I do tend to think this format is abused when people wish to write quick and
dirty articles online though. For me, an article titled 'N things...' tends to
be reason enough to ignore it in most cases.

Also, I will admit to preferring the essay format overall. You cannot lose
yourself in a list like you can in a good essay regardless of how good the
content is. An essay is more like a story which sucks you in.

------
riffer
The insight that readers like knowing that writers have agreed to be
constrained is a great one. Witness Twitter.

------
10ren
This is a charming little essay. But why?

\- The "exoskeleton" metaphor for an N-list having its skeletal structure on
the outside made me smile.

\- I like the explanation of N-lists having a flat structure. Clean modules,
with no dependencies. If your code can naturally fit this structure, it will
be simpler. Alan Kay says that by inventing new _representations_ , we make
their users more intelligent (e.g. multiplication with Roman v.s. Arabic
numerals). If your new representation enables its user to think in flat terms
about what previously required nested or recursive structures, then you have
done something great.

\- These are playful and novel ways of looking at commonplace things. They
evoke my conviction that gold is all around us; just a step or two off the
path is something incredible. All you need do is look.

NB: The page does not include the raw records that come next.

PR #204, opened 2020-04-16
MAKE-1213: Restrict calculation of change points to the portion of the time series after the latest triaged change point

ancostas:
Sorry this got a bit involved on the testing side; I felt our current test was a bit too rigid (is this passing because it's a super simple case?) and needed to be a bit more dynamic (mimicking what cedar actually will encounter).

Now it:
* Generates a random set of time series, of random lengths
* Generates a random number of change points in these time series
* Feeds them in randomly grouped under perf results (rollups can be added/removed over time)
* Ensures that they all get detected and persisted as you would expect them to be

Also, I added a test the restricted analysis this ticket is actually about :smile:

### DIFF
--- a/model/change_point_detection.go
+++ b/model/change_point_detection.go
@@ -262,7 +262,7 @@ func GetPerformanceData(ctx context.Context, env cedar.Environment, performanceR
 		},
 		//Filter out any change points unrelated to this rollup
 		{
-			"$set": bson.M{
+			"$addFields": bson.M{
 				bsonutil.GetDottedKeyName(perfAnalysisKey, perfAnalysisChangePointsKey): bson.M{
 					"$filter": bson.M{
 						"input": "$" + bsonutil.GetDottedKeyName(perfAnalysisKey, perfAnalysisChangePointsKey),
@@ -302,7 +302,7 @@ func GetPerformanceData(ctx context.Context, env cedar.Environment, performanceR
 		},
 		// Flatter the change points into one array
 		{
-			"$set": bson.M{
+			"$addFields": bson.M{
 				"change_points": bson.M{
 					"$reduce": bson.M{
 						"input":        "$change_points",
--- a/model/change_point_detection.go
+++ b/model/change_point_detection.go
@@ -260,10 +260,14 @@ func GetPerformanceData(ctx context.Context, env cedar.Environment, performanceR
 		{
 			"$unwind": "$" + bsonutil.GetDottedKeyName(perfRollupsKey, perfRollupsStatsKey),
 		},
+		//Filter out any change points unrelated to this rollup
 		{
-			"$unwind": bson.M{
-				"path": "$" + bsonutil.GetDottedKeyName(perfAnalysisKey, perfAnalysisChangePointsKey),
-				"preserveNullAndEmptyArrays": true,
+			"$filter": bson.M{
+				"input": "$" + bsonutil.GetDottedKeyName(perfRollupsKey, perfRollupsStatsKey),
+				"as": "cp",
+				"cond": bson.M{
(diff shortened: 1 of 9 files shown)


ancostas:
Not sure why test-units is failing... looks like an off by one error I handled early in setting this up, and this passes for me locally :raised_eyebrow:  -- will look into it tomorrow; feel free to make the initial pass in the meantime.

ancostas:
@tychoish Idk what's wrong here; this works for me locally. It's like it's not able to get results using the same aggregation when run through evergreen?

model/change_point_detection.go
```diff
@@ -428,3 +461,18 @@ func createChangePoint(ctx context.Context, env cedar.Environment, resultToUpdat
...
+		perfIDKey: perfResultId,
+		bsonutil.GetDottedKeyName(perfAnalysisKey, perfAnalysisChangePointsKey, perfChangePointMeasurementKey): measurement,
+	}
+	update := bson.M{
+		"$set": bson.M{
+			bsonutil.GetDottedKeyName(perfAnalysisKey, perfAnalysisChangePointsKey, "$", perfChangePointTriageKey, perfTriageInfoStatusKey):    status,
+			bsonutil.GetDottedKeyName(perfAnalysisKey, perfAnalysisChangePointsKey, "$", perfChangePointTriageKey, perfTriageInfoTriagedOnKey): time.Now(),
+		},
+	}
+	_, err := env.GetDB().Collection(perfResultCollection).UpdateOne(ctx, filter, update)
```
tychoish, line 476: you have to check the result (first returned value). the error value is only non-nil when there's a connection, parsing, or other related error, if you failed to find or update a document, that's in the result.

model/change_point_detection.go
```diff
@@ -428,3 +461,18 @@ func createChangePoint(ctx context.Context, env cedar.Environment, resultToUpdat
 	_, err := env.GetDB().Collection(perfResultCollection).UpdateOne(ctx, filter, update)
 	return errors.Wrap(err, "Unable to create change point")
 }
+
+func TriageChangePoint(ctx context.Context, env cedar.Environment, perfResultId string, measurement string, status TriageStatus) error {
```
tychoish, line 465: I'd be consistent about using ID rather than Id

tychoish:
I'm also worried about the failing test, or if we need to be careful or should expect anything unusual in the deploy.

model/change_point_detection.go
ancostas: Sorry, force of habit!

ancostas:
@tychoish Tests were failing since we use 4.0.13 when testing through evergreen, and `$set` operator in aggregations isn't supported until 4.2. This was... pretty troublesome to debug.

units/recalculate_change_points_test.go
```diff
@@ -10,21 +12,95 @@ import (
...
+				break
+			}
+		}
+	}
+	return newVals
+}
+
+func makePerfResultsWithChangePoints(unique string, seed int64) ([]testResultsAndRollups, map[string][]int) {
+	// deterministic testing on failure
+	fmt.Println("Seed for recalculate test: " + strconv.FormatInt(seed, 10))
```
tychoish, line 46: can you omit printing in tests (use the logger, if you must.)

units/recalculate_change_points_test.go
```diff
@@ -34,33 +110,35 @@ func makePerfResults(length int, breakpoint int, unique string) []TestResultsAnd
...
+	for measurement, cpIndices := range timeSeriesChangePoints {
+		measurementName := "measurement_" + strconv.Itoa(measurement)
+		changePoints[measurementName] = append(changePoints[measurementName], cpIndices...)
+	}
+
+	return rollups, changePoints
 }
 
-func init() {
+func setup() {
```
tychoish, line 141: nit: give this a less generic name

PR #2463, opened 2026-09-01
Add a renovate_artifacts job to build_sdk

pose:
A dependency bump can invalidate generated files that the per-language SDK build doesn't cover, principally the component lock files. Today that gap is filled by a Renovate `postUpgradeTasks` hook running `make renovate` on the Renovate worker. This adds a CI job that does the same regeneration and commits the result back to the PR, using the same machinery as the SDK commit step.

Doing it in CI keeps repository code off the Renovate workers, and turns a failure into a job you can see rather than an `artifactErrors` warning that silently opens a PR with the dependency bumped and the generated files stale.

The job is generated only where `.ci-mgmt.yaml` sets `renovateCmd`, so of the test providers only `eks` changes. It is not a matrix job and deliberately does not declare `needs: build_sdk`: the language jobs commit under `sdk/`, this one commits everything else via `git add -A -- ':!sdk' ':!provider/cmd/pulumi-resource-<provider>/schema.json'`, so the paths are disjoint and the existing rebase-retry loop reconciles the pushes. It exits early without an empty commit when regeneration is a no-op.

No behaviour change yet: `postUpgradeTasks` still runs. Removing it per repo is the follow-up.

Part of pulumi/home#4904

### DIFF
--- a/provider-ci/internal/pkg/templates/base/.github/workflows/build_sdk.yml
+++ b/provider-ci/internal/pkg/templates/base/.github/workflows/build_sdk.yml
@@ -173,4 +173,104 @@ jobs:
         uses: ./.github/actions/upload-sdk
         with:
           language: ${{ matrix.language }}
+#{{- if .Config.RenovateCmd }}#
+
+  # Regenerate the files that a dependency bump invalidates but that the
+  # per-language SDK build above does not cover, principally lock files. This
+  # replaces a Renovate `postUpgradeTasks` hook: doing it here keeps repo code
+  # off the Renovate workers, and turns a failure into a visible job rather
+  # than a warning that silently ships a half-updated PR.
+  #
+  # Not a matrix job, and no `needs:` on build_sdk. It races the language jobs
+  # deliberately; they commit under sdk/ and this commits everything else, so
+  # the paths are disjoint and the retry loop below reconciles the pushes.
+  renovate_artifacts:
+    name: renovate_artifacts
+    if: contains(github.actor, 'renovate') && github.event_name == 'pull_request'
+    runs-on: #{{ if .Config.Runner.BuildSDK }}##{{- .Config.Runner.BuildSDK }}##{{ else }}##{{- .Config.Runner.Default }}##{{ end }}#
+    permissions:
+      contents: write # To push the regenerated files back to the PR.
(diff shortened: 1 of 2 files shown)


provider-ci/internal/pkg/templates/base/.github/workflows/build_sdk.yml
```diff
@@ -173,4 +173,104 @@ jobs:
...
+        env:
+          GITHUB_TOKEN: ${{ steps.esc-secrets.outputs.PULUMI_BOT_TOKEN }}
+      - name: Download prerequisites
+        uses: ./.github/actions/download-prerequisites
+      - name: Update path
+        run: echo "${{ github.workspace }}/bin" >> "$GITHUB_PATH"
+      - name: Restore makefile progress
+        run: make --touch provider schema
+      - name: Regenerate Renovate artifacts
+        run: make renovate
```
pose, line 226: This is the crux of this PR

provider-ci/internal/pkg/templates/base/.github/workflows/build_sdk.yml
```diff
@@ -173,4 +173,104 @@ jobs:
         uses: ./.github/actions/upload-sdk
         with:
           language: ${{ matrix.language }}
+#{{- if .Config.RenovateCmd }}#
+
+  # Regenerate the files that a dependency bump invalidates but that the
```
corymhall, line 178: I think we should go in a different direction with these renovate commit jobs. Rather than committing everything and pushing in each fanout job I think we should have each of these jobs upload git patches as artifacts. It would look something like:

1. Change SDK jobs to upload patches
2. Change this `renovate_artifacts` to upload a patch
3. Add one final commit job

```
   build_nodejs ───────> nodejs.patch ───┐
   build_python ───────> python.patch ───┤
   build_dotnet ───────> dotnet.patch ───┼─> commit_renovate_changes
   build_go ───────────> go.patch ───────┤          |
   renovate_artifacts ─> renovate.patch ─┘          └─ one commit, one push
```

Projen has a similar `self-mutation` concept that works pretty well (e.g. https://github.com/corymhall/pulumi-aws-connectors/blob/main/.github/workflows/build.yml)

PR #2465, opened 2026-09-02
Add a disableIntegrationTests toggle

pose:
Adds a `disableIntegrationTests` option to `.ci-mgmt.yaml` for LTS branches whose acceptance tests can no longer run.

When set, the `test` job renders as a no-op instead of being removed, so `release.yml`, `prerelease.yml`, `nightly-test.yml`, `run-acceptance-tests.yml` and `main.yml` all keep resolving `needs: test`. Unit tests are unaffected; they run from `prerequisites.yml`.

Defaults to false. Generating a provider with the flag off produces a byte-identical `test.yml` to the committed golden, the stub passes actionlint, and `go test ./internal/...` is green.

### DIFF
--- a/provider-ci/internal/pkg/templates/base/.github/workflows/test.yml
+++ b/provider-ci/internal/pkg/templates/base/.github/workflows/test.yml
@@ -19,6 +19,12 @@ env:
 
 jobs:
   test:
+#{{- if .Config.DisableIntegrationTests }}#
+    runs-on: ubuntu-latest
+    steps:
+    - name: Integration tests disabled
+      run: echo "Integration tests are disabled for this branch."
+#{{- else }}#
     permissions:
       contents: read
       id-token: write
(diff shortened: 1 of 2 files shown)


provider-ci/internal/pkg/templates/base/.github/workflows/test.yml
```diff
@@ -19,6 +19,12 @@ env:
 
 jobs:
   test:
+#{{- if .Config.DisableIntegrationTests }}#
```
corymhall, line 22: The LTS policy says LTS branches are gated by unit tests only, could we just somehow disable tests for all LTS branches and not need a toggle?

pose: I think that if the tests are still passing, we shouldn't disable them. I would disable them only when they start failing and we cannot make time for it. What do you think?

pose: Discussed offline: Toggle on LTS/backport or backport config to centralize configuration related to the backport. Unify based on the options from the tier 1 major upgrade guide.

PR #3788, opened 2026-05-30
Fix formatting in contrastive_tension.py documentation

jadermcs:
Updated documentation formatting in contrastive_tension.py

The previous format wasn't rendering as a table (Inputs section).

image


tomaarsen:
Hello!

Well spotted, and thanks for the fix! I've confirmed that it indeed works with your fix.

- Tom Aarsen

PR #3791, opened 2026-06-02
[`examples`] Benchmark plain and graph compilation

kddubey:
Hello!

This PR:
1. Adds an example of bucket-based CUDA graph compilation and benchmarks it against no compilation and "plain" compilation: `model[0].compile(dynamic=True)`. Graph compilation achieves a modest speedup by eliminating Python overhead b/t torch and CUDA. Sharing this code as a dependency-free speedup for latency-sensitive services running standard sentence transformer models on CUDA for shorter sequences.
2. Adds a tip to use `model[0].compile(dynamic=True)` w/ a link to the benchmark. The current [documented method, `model.compile()`](https://sbert.net/docs/package_reference/sentence_transformer/model.html#sentence_transformers.sentence_transformer.model.SentenceTransformer.compile), is a no-op for inference.

The benchmark results are in the [README](https://github.com/huggingface/sentence-transformers/pull/3791/files#diff-7f9f55c565315f06010db64dc7dd7cfcee6fb3526b5f951ec9978e607bec3789).

I'm contributing graph compilation as an example rather than library code. Reasons to be cautious:
- `gte-modernbert-base` had numerical drift when graph-compiled
- The code assumes a pretty standard tokenizer. `compiled.SentenceTransformer` overrides the tokenizer, whose implementation can change a bit, e.g., v5.3 changed `tokenize` -> `preprocess`
- Compilation can add a lot of startup time.

<details>
<summary>Another thing I'm less sure about</summary>
Deploying the graph-compiled model to prod caused an error where concurrent GPU usage triggered an opaque device-side assert. Our deployment has many replicas and it has health checks to self-heal, so this error wasn't a big deal. But it's not obvious how to root cause an error from a graph-compiled call, even w/ CUDA_LAUNCH_BLOCKING=1. I needed to put a lock on GPU model calls to fix it, and now compilation has been running in prod for a few weeks w/o error and 3x lower latency.
</details>

Disclaimer: a handful of trivial lines in compiled.py and benchmark.py were written by AI, and some of the tests were implemented by AI.


sentence_transformers/sentence_transformer/model.py
```diff
@@ -214,6 +214,27 @@ def __init__(
...
+    def compile(self, *args, **kwargs):
+        """
+        Compile this Module's forward using :func:`torch.compile`.
+
+        This Module's ``__call__`` method is compiled and all arguments are passed as-is
+        to :func:`torch.compile`.
+
+        See :func:`torch.compile` for details on the arguments for this function.
+
+        .. tip::
```
kddubey, line 230: I noticed these `.. tip::` sections don't show up in my IDE b/c it tries to render markdown on hover. Can change to something like—

```rst
Note
----
```

—to make it friendly to RST and markdown

sentence_transformers/sentence_transformer/model.py
```diff
@@ -214,6 +214,27 @@ def __init__(
                     "Either update the model configuration or call `model.set_pooling_include_prompt(False)` after loading the model."
                 )
 
+    def compile(self, *args, **kwargs):
```
kddubey, line 221: This change keeps the existing [`compile` doc](https://sbert.net/docs/package_reference/sentence_transformer/model.html#sentence_transformers.sentence_transformer.model.SentenceTransformer.compile) and behavior, but adds a tip about how to compile a `SentenceTransformer`. By itself, the method is a no-op for inference. In a future change we can consider adding a method which auto-finds the `Transformer` module and compiles it

tomaarsen:
Hello!

Apologies for the delayed response. I wasn't 100% sure what we should do with this PR yet.

Thank you for this, the benchmarks and write-up made it easy to reason about. The most valuable finding here is the one in your second point: `model.compile()` is effectively a no-op for inference, because `encode` calls `self.forward` directly and never goes through `__call__`, which is where `torch.compile` installs its compiled path. That is a real bug worth fixing on its own, and it applies equally to `CrossEncoder.predict` and `SparseEncoder.encode`.

I've opened #3848 as a lighter-weight counterpart to this PR. Rather than taking the bucketed `compiled.SentenceTransformer` into the examples, it does two things:

* Fixes the root cause: `encode()` / `predict()` now run the forward pass through `__call__` in `SentenceTransformer`, `CrossEncoder`, and `SparseEncoder`, so `model.compile(...)` actually applies to inference. It also adds a documented `BaseModel.compile()` override with the `dynamic=True` tip, and a regression test per model class that fails on the old direct-`forward` path.
* Documents `torch.compile` on the "Speeding up Inference" pages for all three model types: `dynamic=True` for variable-length inputs, `mode="reduce-overhead"` (CUDA graphs) as the real speedup lever, and padding to a fixed length via `processing_kwargs` when you want the stable shapes that CUDA graphs need. That last part is the one-liner version of your bucketing.

## Benchmarks

I benchmarked on an RTX 3090 (bf16, batch size 1, varying input lengths) before writing the docs, across a range of model sizes:

| model | params | `compile(dynamic=True)` | `compile(mode="reduce-overhead")` |
|-------|--------|-------------------------|-----------------------------------|
| `all-MiniLM-L6-v2` | 23M | ~0.6x | ~1.0x |
| `bge-small-en-v1.5` | 33M | ~1.3x | ~3.0x |
| `modernbert-embed-large` | 395M | ~1.3x | ~3.7x |

The takeaways lined up with yours, with a couple of extra data points:

* `reduce-overhead` (CUDA graphs) is where the real win is, roughly 3-3.7x on the mid and large models. Plain `compile(dynamic=...)` is modest, and on a tiny model on a fast GPU it does nothing (or slightly regresses), since inference there is dominated by tokenization and Python overhead rather than the forward pass.
* The gain grows with model size, so the smallest model benefits the least.
* Padding every input up to a large `max_seq_length` is a trap. On `modernbert-embed-large` (8192) a fixed graph at full length runs at ~0.11x, i.e. about 9x slower than not compiling at all. This is exactly why padding close to your typical length, or bucketing, is the thing that matters.

## On the bucketed example

I'd rather not take `compiled.SentenceTransformer` into the examples, and I want to be clear that this is not a knock on the code. It subclasses `SentenceTransformer` and overrides `preprocess` / `tokenize` / `forward` behind a version gate, and it is excluded from CI, so it would quietly rot the next time those internals move (you flagged the `tokenize` -> `preprocess` rename yourself). It reads more like a very good optimization write-up than a maintainable example, and I think it would live better as a blog post or gist.

Then, after #3848 is merged, users can at least start using `model.compile(...)` instead of `model[0].compile(...)`. What do you think?

- Tom Aarsen

PR #3800, opened 2026-06-06
[fix] Cast learning-to-rank loss logits to float32 for bf16/fp16 CrossEncoder training

### LINKED ISSUE #3793: Reranking listwise loss occur float and bfloat16 conflict
I use PListMLELoss/LambdaLoss/... to train a reranker model based on bge-reranker-v2-m3, then at plist_mle.py line 222
`
logits_matrix[batch_indices, doc_indices] = logits
`
Runtime Error: Index put requires the source and destination dtype match, got Float for the destination and BFloat16 for the source.

This maybe a bug, because I find in the following code
`
logits_matrix = torch.full((batch_size, max_docs), 1e-16, device=self.model.device)
`
the type of 1e-16 is float32.

Incheonkirin:
Fixes #3793.

Training a CrossEncoder reranker in bf16/fp16 crashes in the learning-to-rank losses. The logits matrix is built with `torch.full(...)`, which is float32 by default, and then the model's logits get scattered into it — so as soon as the model's in bf16 you get:

```
RuntimeError: Index put requires the source and destination dtypes match, got Float for the destination and BFloat16 for the source.
```

I just cast the logits to float32 (`.float()` after the activation) rather than the `dtype=logits.dtype` from the issue. Matching the matrix to the logits dtype doesn't fully fix it — the next line that writes the labels (`labels_matrix[...] = torch.cat(labels).float()`) crashes the same way in reverse. On top of that these losses do `exp`/`cumsum`/`log`/`softmax` with no max-shift, so bf16 is shaky and fp16 overflows. Running the loss in fp32 avoids both, and it's a no-op when you're already in float32.

Same pattern was in `PListMLELoss`, `LambdaLoss`, `ListNetLoss` and `ADRMSELoss`. `ListMLELoss` and `RankNetLoss` subclass those two, so they're covered too.

Added a test that runs all six on a bf16 model — fails on main, passes here.

### DIFF
--- a/sentence_transformers/cross_encoder/losses/adr_mse.py
+++ b/sentence_transformers/cross_encoder/losses/adr_mse.py
@@ -178,7 +178,7 @@ class ADRMSELoss(nn.Module):
             logits_list.append(logits)
 
         logits = torch.cat(logits_list, dim=0)
-        logits = self.activation_fn(logits)
+        logits = self.activation_fn(logits).float()
 
         # Place logits into a padded matrix
         logits_matrix = torch.full((batch_size, max_docs), -1e16, device=self.model.device)
--- a/sentence_transformers/cross_encoder/losses/adr_mse.py
+++ b/sentence_transformers/cross_encoder/losses/adr_mse.py
@@ -177,8 +177,8 @@ class ADRMSELoss(nn.Module):
             logits = self.model(tokens)["scores"].view(-1)
             logits_list.append(logits)
 
-        logits = torch.cat(logits_list, dim=0)
-        logits = self.activation_fn(logits).float()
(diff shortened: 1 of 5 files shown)


tomaarsen:
Hello!

I was able to reproduce the issue, and the issue indeed seems fixed with this. I made one small change: move the .float() call to before the activation (as the activation can perhaps also be fragile with bf16). It looks good to me beyond that. Thank you!

- Tom Aarsen

Incheonkirin:
Thanks so much, Tom!! Great call moving the upcast before the activation
I hadn't thought about the activation itself being fragile in bf16 too. And excluding fp16 on CPU makes total sense.
Really appreciate you reproducing it and tightening everything up!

But underlying all this is the lack of any discernible ulterior motive: it's
just for fun. :-)

------
fjabre
While PG makes some good points it sounds a little bit like why to read
Shakespeare instead of Poe.

I happen to like both. Although I might add the list of N things does get
abused more often.

I think using Cosmopolitan as an example and/or relegating the N-List format
to newbie writers takes it a bit far.

------
10ren
I just noticed that I have an implicit conviction that pg's essays are
entirely written for us, that the comments here are their beginning and their
end - their entire purpose.

I don't know if it's true; not that pg intends it, nor that that is how they
are received. I have a strong sense that it is, without evidence.

------
pingswept
I don't know-- I've eaten some pretty bad cheeseburgers at good restaurants.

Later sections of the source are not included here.